Kenya to launch anti-polio drives next month

Kenya will launch emergency drives to vaccinate nearly one million children against polio in the country's 20 high risk districts from next month after outbreaks in neighboring Sudan, Ethiopia and Yemen.

The campaigns, funded by the World Health Organization (WHO) and the UN Children's Fund (UNICEF), will be administered in August and September in four provinces, Director of Medical Services James Nyikal told a news conference in Nairobi on Monday.

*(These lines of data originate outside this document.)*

PR #880, opened 2024-07-12
Create events for disruption cron component

aymericDD:
## What does this PR do?

- [x] Adds new functionality
- [ ] Fixes a bug

> Upgrade mockery to **v2.43.0**

> Create a webhooks for the **DisruptionCron** component to send events to notifiers through the broadcaster.

List of events:
- `EventDisruptionCronCreated`
- `EventDisruptionCronUpdated`
- `EventDisruptionCronDeleted`

## Code Quality Checklist

## Testing

    - `x`
    - [x] locally.


chart/templates/webhook.yaml
aymericDD, line 1: Not sure if this webhook is correct, but it's working locally 😇

eventbroadcaster/notifiersink.go
```diff
@@ -29,34 +27,48 @@ type NotifierSink struct {
...
+	s.logger.Infof("CREATE event received: %s", event.Message)
+
+	var obj client.Object
+
+	switch event.InvolvedObject.Kind {
+	case v1beta1.DisruptionKind:
+		disruption, err := s.getDisruption(event)
+		if err != nil {
+			s.logger.Warn(err)
+			return event, fmt.Errorf("eventnotifier: unable to get Disruption object")
```
aymericDD, line 53: Here I have changed the behavior by returning an error rather `nil`, to retry the event. If we return `nil` the event will not be retried and it will increase the chance to miss events.

eventbroadcaster/notifiersink.go
```diff
@@ -29,34 +27,48 @@ type NotifierSink struct {
...
+		}
+
+		obj = &disruption
+	case v1beta1.DisruptionCronKind:
+		disruptionCron, err := s.getDisruptionCron(event)
+		if err != nil {
+			s.logger.Warn(err)
+			return event, fmt.Errorf("eventnotifier: unable to get DisruptionCron object")
```
aymericDD, line 61: Here I have changed the behavior by returning an error rather `nil`, to retry the event. If we return `nil` the event will not be retried and it will increase the chance to miss events.

api/v1beta1/disruption_cron_webhook.go
```diff
@@ -0,0 +1,82 @@
...
+var (
+	disruptionCronWebhookLogger     *zap.SugaredLogger
+	disruptionCronWebhookRecorder   record.EventRecorder
+	disruptionCronWebhookDeleteOnly bool
+)
+
+func (d *DisruptionCron) SetupWebhookWithManager(setupWebhookConfig utils.SetupWebhookWithManagerConfig) error {
+	disruptionCronWebhookRecorder = setupWebhookConfig.Recorder
+	disruptionCronWebhookDeleteOnly = setupWebhookConfig.DeleteOnlyFlag
+	disruptionCronWebhookLogger = setupWebhookConfig.Logger.With("source", "admission-controller")
```
ptnapoleon, line 29: can we distinguish between the disruption webhook logger and the disruption cron webhook logger sources?

api/v1beta1/disruption_cron_webhook.go
```diff
@@ -0,0 +1,82 @@
...
+
+//+kubebuilder:webhook:webhookVersions={v1},path=/validate-chaos-datadoghq-com-v1beta1-disruptioncron,mutating=false,failurePolicy=fail,sideEffects=None,groups=chaos.datadoghq.com,resources=disruptioncrons,verbs=create;update;delete,versions=v1beta1,name=vdisruptioncron.kb.io,admissionReviewVersions={v1,v1beta1}
+
+var _ webhook.Validator = &DisruptionCron{}
+
+// ValidateCreate implements webhook.Validator so a webhook will be registered for the type
+func (d *DisruptionCron) ValidateCreate() (admission.Warnings, error) {
+	log := disruptionCronWebhookLogger.With("disruptionCronName", d.Name, "disruptionCronNamespace", d.Namespace)
+
+	log.Debugw("validating created disruption cron", "spec", d.Spec)
```
ptnapoleon, line 44:
```suggestion
	log.Infow("validating created disruption cron", "spec", d.Spec)
```

api/v1beta1/events.go
```diff
@@ -10,83 +10,91 @@ import (
...
-	// Event only attached to a target
-	TargetEvent DisruptionEventCategory = "TargetEvent"
-	// Event only attached to the disruption
-	DisruptEvent DisruptionEventCategory = "DisruptionEvent"
-	// Event only attached to a chaos pod
-	ChaosPodEvent DisruptionEventCategory = "ChaosPodEvent"
+	// TargetEvent only attached to a target
+	TargetEvent EventCategory = "TargetEvent"
+	// DisruptEvent only attached to the disruption
+	DisruptEvent EventCategory = "Event"
```
ptnapoleon, line 24: Shouldn't this still be DisruptionEvent, if the event below is DisruptionCronEvent?

chart/templates/webhook.yaml
```diff
@@ -44,6 +44,41 @@ webhooks:
     - disruptions
 ---
 apiVersion: admissionregistration.k8s.io/v1
+kind: ValidatingWebhookConfiguration
```
ptnapoleon, line 47: I think this webhook should be wrapped with  `{{ .Values.controller.disruptionCronEnabled }}`

eventnotifier/datadog/datadog.go
```diff
@@ -53,6 +54,35 @@ func (n *Notifier) GetNotifierName() string {
 	return string(types.NotifierDriverDatadog)
 }
 
+// Notify generates a notification for generic k8s events
+func (n *Notifier) Notify(obj client.Object, event corev1.Event, notifType types.NotificationType) error {
+	dis, ok := obj.(*v1beta1.Disruption)
```
ptnapoleon, line 59: But we end up calling this for disruptionCrons too, aren't we? in notifiersink.go, we end up passing DisruptionCrons to parseEventToNotifier which calls Notify

eventnotifier/http/http.go
```diff
@@ -266,3 +211,129 @@ func (n *Notifier) marshalUserGroups(groups []string) (string, error) {
...
+	if err != nil {
+		return fmt.Errorf("http notifier: couldn't marshal notification: %w", err)
+	}
+
+	logger.With("eventType", event.Type, "message", notifierEvent.EventMessage)
+
+	return n.emitEvent(jsonNotif, logger)
+}
+
+func (n *Notifier) notifyDisruptionCron(disruptionCron v1beta1.DisruptionCron, event corev1.Event, notifType types.NotificationType) error {
```
ptnapoleon, line 248: Why did we choose to implement disruption cron events in http notifier but not the datadog notifier? I don't think the api we have listening for disruptions is yet prepared for disruption crons

eventnotifier/slack/slack.go
```diff
@@ -110,12 +111,17 @@ func (n *Notifier) buildSlackBlocks(dis v1beta1.Disruption, notifType types.Noti
 }
 
 // Notify generates a notification for generic k8s events
-func (n *Notifier) Notify(dis v1beta1.Disruption, event corev1.Event, notifType types.NotificationType) error {
-	headerText := utils.BuildHeaderMessageFromDisruptionEvent(dis, notifType)
+func (n *Notifier) Notify(obj client.Object, event corev1.Event, notifType types.NotificationType) error {
+	dis, ok := obj.(*v1beta1.Disruption)
```
ptnapoleon, line 115: Okay I'm now seeing we're explicitly only implementing http notifications for crons. why not slack too?

main.go
```diff
@@ -361,8 +364,17 @@ func main() {
...
 	}
+
+	logger.Debug("setup webhook for disruption")
+
 	if err = (&chaosv1beta1.Disruption{}).SetupWebhookWithManager(setupWebhookConfig); err != nil {
-		logger.Fatalw("unable to create webhook", "webhook", chaosv1beta1.DisruptionKind, "error", err)
+		logger.Fatalw("unable to create webhook for disruption", "webhook", chaosv1beta1.DisruptionKind, "error", err)
+	}
+
+	logger.Debug("setup webhook for disruption cron")
```
ptnapoleon, line 374: These need to be gated by `if cfg.Controller.DisruptionCronEnabled`

eventnotifier/datadog/datadog.go
aymericDD: Yes, we do, but to reduce the size of the PR I just add the support of `DisruptionCron` for the http notifier. This is why I added this condition.

eventnotifier/http/http.go
aymericDD: In order to reduce the size of the PR I just add the support of `DisruptionCron` for the **http notifier**. Indeed, you make a good point. I should ensure the old fields are still there to not break the existing disruption registering, but the goal of my work is to send `DisruptionCron` to our API.

eventnotifier/slack/slack.go
aymericDD: Also in order to reduce the size of the PR. I can do it in another PR.

api/v1beta1/disruption_cron_webhook.go
```diff
@@ -0,0 +1,82 @@
...
+
+	// delete-only mode, reject everything trying to be created
+	if disruptionCronWebhookDeleteOnly {
```
clairecng, line 47: I'm wondering if it's really necessary. We can imagine a user wanting to setup their cron disruptions during a freeze no?

api/v1beta1/disruption_cron_webhook.go
```diff
@@ -0,0 +1,82 @@
...
+
+	return nil, nil
+}
+
+func (d *DisruptionCron) ValidateUpdate(_ runtime.Object) (warnings admission.Warnings, err error) {
+	log := logger.With("disruptionCronName", d.Name, "disruptionCronNamespace", d.Namespace)
+
+	log.Debugw("validating updated disruption cron", "spec", d.Spec)
+
+	// delete-only mode, reject everything trying to be created
```
clairecng, line 62:
```suggestion
	// delete-only mode, reject everything trying to be updated
```
Same comment as above here.

eventbroadcaster/notifiersink.go
```diff
@@ -29,34 +27,48 @@ type NotifierSink struct {
...
 
 	broadcaster.StartRecordingToSink(&corev1client.EventSinkImpl{Interface: corev1Client.Events("")})
-
-	return
 }
 
 func (s *NotifierSink) Create(event *corev1.Event) (*corev1.Event, error) {
-	dis, err := s.getDisruption(event)
-	if err != nil {
+	s.logger.Infof("CREATE event received: %s", event.Message)
```
clairecng, line 44: is it really necessary? I feel like it would generate a lot of logs
If yes:

```suggestion
	s.logger.Debugf("CREATE event received: %s", event.Message)
```

eventbroadcaster/notifiersink.go
clairecng: in what kind of situation would it suceed again after an error? How many times does it try to retry?

eventnotifier/datadog/datadog.go
clairecng: nitpick: why not follow the same code design as the http notified and just not do anything for the cron disruption? Would be clearer I think:

```
func (n *Notifier) Notify(obj client.Object, event corev1.Event, notifType types.NotificationType) error {
// we only support disruption notifications on Datadog for now
	switch d := obj.(type) {
	case *v1beta1.Disruption:
		return n.notifyDisruption(*d, event, notifType)
	default:
		return nil
}
```

eventnotifier/http/http.go
clairecng: we should create a jira ticket to support all types of notifiers

eventnotifier/noop/noop.go
```diff
@@ -35,9 +36,15 @@ func (n Notifier) GetNotifierName() string {
...
-	n.log.Debugf("NOOP: %s for disruption %s\n", fmt.Sprintf("Notifier %s: %s - %s", string(notifType), event.Reason, event.Message), dis.Name)
+// Notify generates a notification for generic k8s events
+func (n Notifier) Notify(obj client.Object, event corev1.Event, notifType types.NotificationType) error {
+	switch d := obj.(type) {
+	case *v1beta1.Disruption:
+		n.log.Debugf("NOOP: %s for disruption %s\n", fmt.Sprintf("Notifier %s: %s - %s", string(notifType), event.Reason, event.Message), d.Name)
+	case *v1beta1.DisruptionCron:
+		n.log.Debugf("NOOP: %s for disruption cron %s\n", fmt.Sprintf("Notifier %s: %s - %s", string(notifType), event.Reason, event.Message), d.Name)
+	default:
+	}
```
clairecng, line 47: nitpick?:
```suggestion
        notifierMessage := fmt.Sprintf("Notifier %s: %s - %s", string(notifType), event.Reason, event.Message)
	
	switch d := obj.(type) {
	case *v1beta1.Disruption:
		n.log.Debugf("NOOP: %s for disruption %s\n", notifierMessage, d.Name)
	case *v1beta1.DisruptionCron:
		n.log.Debugf("NOOP: %s for disruption cron %s\n", notifierMessage, d.Name)
	default:
	}
```

eventbroadcaster/notifiersink.go
aymericDD: The number of retry is hardcoded in the k8s library:
- https://github.com/DataDog/chaos-controller/blob/main/vendor/k8s.io/client-go/tools/record/event.go#L39
- https://github.com/DataDog/chaos-controller/blob/main/vendor/k8s.io/client-go/tools/record/event.go#L293

api/v1beta1/disruption_cron_webhook.go
aymericDD: Good question, but I don't think if we should do exceptions when the `deleteOnly` mode is enable.

eventbroadcaster/notifiersink.go
aymericDD: > in what kind of situation would it suceed again after an error?

The event can be emitted  and handled before the creation of the resource. In this case, the k8s client will not find the resource and returns an error. So in order to succeed it should retry until the resource is found.

eventnotifier/http/http.go
ptnapoleon: I think we're only going to get errors from any crons we send to the api, as it isn't prepared to listen for those yet. Could we change the structure of our config to enable/disable notifications for each notifier type for each resource type separately?

i.e., instead of
```
http:
  enabled: true
```
could it look more like
```
http:
  enabled:
    disruptions: true
    disruptioncrons: false
```
? wdyt @diyarab @clairecng @aymericDD

aymericDD: I have already tested functionally the new payload of the callback and it works with the chaos-api so no need to add an extra configuration 👍

api/v1beta1/disruption_cron_webhook.go
```diff
@@ -0,0 +1,85 @@
...
+	return nil, nil
+}
+
+func (d *DisruptionCron) ValidateUpdate(_ runtime.Object) (warnings admission.Warnings, err error) {
+	log := logger.With("disruptionCronName", d.Name, "disruptionCronNamespace", d.Namespace)
+
+	log.Infow("validating updated disruption cron", "spec", d.Spec)
+
+	// delete-only mode, reject everything trying to be created
+	if disruptionCronWebhookDeleteOnly {
```
ptnapoleon, line 66: The chaos-controller allows for disruptions to be updated in deleteOnly mode, and I think the same should be true for crons. Sometimes we need to update the status. As long as we aren't creating new resources, or running any disruptions, other business can continue in deleteOnly mode.

api/v1beta1/events.go
```diff
@@ -185,79 +193,97 @@ var Events = map[DisruptionEventReason]DisruptionEvent{
...
 		OnDisruptionTemplateMessage: "Created disruption injection pod for \"%s\"",
-		Category:                    DisruptEvent,
+		Category:                    DisruptionEvent,
 	},
 	EventDisruptionCreated: {
 		Type:                        corev1.EventTypeNormal,
 		Reason:                      EventDisruptionCreated,
-		OnDisruptionTemplateMessage: "Disruption created",
-		Category:                    DisruptEvent,
+		OnDisruptionTemplateMessage: "DisruptionEvent created",
```
ptnapoleon, line 255: I think this block of event messages got caught up in a string replace? These should look like
Disruption Created
DisruptionCron created
DisruptionCron deleted
and so on,
not `DisruptionEvent cron updated`

eventnotifier/http/http.go
```diff
@@ -46,28 +48,48 @@ type Notifier struct {
 	authTokenProvider BearerAuthTokenProvider
 }
 
-type HTTPNotifierEvent struct {
+// NotifierEvent represents a notification event
+type NotifierEvent struct {
```
ptnapoleon, line 52: Since this struct is never used outside the http package, could we either keep the http prefix or stop exporting this struct?

eventnotifier/http/http.go
```diff
@@ -46,28 +48,48 @@ type Notifier struct {
...
+
+type DisruptionEvent struct {
+	DisruptionName string `jsonapi:"attribute" json:"disruption_name"`
+	Disruption     string `jsonapi:"attribute" json:"disruption"`
+	TargetsCount   int    `jsonapi:"attribute" json:"targets_count"`
+}
+
+type DisruptionCronEvent struct {
+	DisruptionCronName string `jsonapi:"attribute" json:"disruption_cron_name"`
+	DisruptionCron     string `jsonapi:"attribute" json:"disruption_cron"`
```
ptnapoleon, line 85: Could we make it clearer that the Disruption and DisruptionCron fields should be the full manifests?

eventnotifier/http/http.go
ptnapoleon: It feels uncomfortable to merge code to main, ungated by a config value, that we expect not to work? It's not always true (we ship bugs, ofc), but ideally any commit on main should be usable for a release

eventbroadcaster/notifiersink.go
ptnapoleon: Could we mention somewhere in a comment that automatic retrying is handled by client-go up to 12 times?

eventnotifier/http/http.go
aymericDD: This struct is used in our internal api to deserialized the body of requests sent by the http notifier of the chaos-controller.

eventnotifier/http/http.go
aymericDD:
```suggestion
type DisruptionCronEvent struct {
	NotifierEvent
	Name     string `jsonapi:"attribute" json:"name"`
	Manifest string `jsonapi:"attribute" json:"manifest"`
}
```
What do you think of this struct?

aymericDD:
```
type DisruptionCronEvent struct {
	NotifierEvent
	Name     string `jsonapi:"attribute" json:"name"`
	Manifest string `jsonapi:"attribute" json:"manifest"`
}

type DisruptionEvent struct {
	NotifierEvent
	Name         string `jsonapi:"attribute" json:"name"`
	Manifest     string `jsonapi:"attribute" json:"manifest"`
	TargetsCount int    `jsonapi:"attribute" json:"targets_count"`
}

```

What do you think of those structs?

ptnapoleon: I certainly think it's more clear. And we're breaking the api anyway with the restructuring, so I'm +1. @diyarab and @clairecng ?

eventnotifier/http/http.go
```diff
@@ -266,3 +221,134 @@ func (n *Notifier) marshalUserGroups(groups []string) (string, error) {
...
+		return fmt.Errorf("http notifier: couldn't marshal disruption: %w", err)
+	}
+
+	notifierEvent.DisruptionEvent = &DisruptionEvent{
+		TargetsCount:   len(dis.Status.TargetInjections),
+		DisruptionName: dis.Name,
+		Disruption:     string(disruptionStr),
+	}
+
+	// Deprecated fields
```
ptnapoleon, line 248: Fantastic to keep these set still, it makes the migration so much easier

aymericDD:
Replaced by this PR: https://github.com/DataDog/chaos-controller/pull/885

PR #886, opened 2024-07-23
Minor improvements + bugfixes to safemode

ptnapoleon:
## What does this PR do?

- [ ] Adds new functionality
- [x] Fixes a bug

- Rename some functions for clarity
- Fix a bug where we were estimating targeted pods incorrectly, by not filtering on namespace
- Includes debug logging, which was necessary to identify these bugs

"Kenya is at risk of polio importation owing to the geographical proximity and large population movements by air, sea and land between Kenya and Ethiopia, Sudan and Yemen with ongoing polio transmission," Nyikal said.

"Kenya is also a point of entry and a common flight connection center for people going to other African regions and the rest of the world," he added.

He said the planned polio vaccination drives are an emergency protective measure aiming at rapidly boosting children's immunity against the crippling disease.

"To avert the possible threat of polio outbreak in Kenya, the ministry of health in collaboration with other partners will vaccinate 920,528 children below 5 years living in 20 high-risk districts of North Eastern, Eastern, Coast and Nairobi provinces," the physician said.

More than 190,000 children in Kenya's northwestern Turkana, West Pokot and Marsabit districts were vaccinated for polio between February 26 to 28 and between April 2 to 4 when the polio outbreak was first reported in Sudan last year.

Early this year, WHO carried out a vaccination campaign in Sudan due to fears of outbreak there after a leap in polio cases from none to 112 over a nine-month period in 2004.

Nyikal said all efforts have been made to ensure the ongoing polio transmission in the region does not spread into Kenya.

"The ministry of health has alerted all health staff about the risk of polio importation and further intensified polio surveillance," he said.

The ongoing polio epidemic that started in West and Central Africa in 2004 has so far spread to 16 previously polio-free countries .

So far 14 cases of polio have been confirmed in Ethiopia, 152 cases in Sudan and 265 cases in Yemen.

The polio virus usually attacks the nervous system of children, causing paralysis and sometimes death from respiratory problems.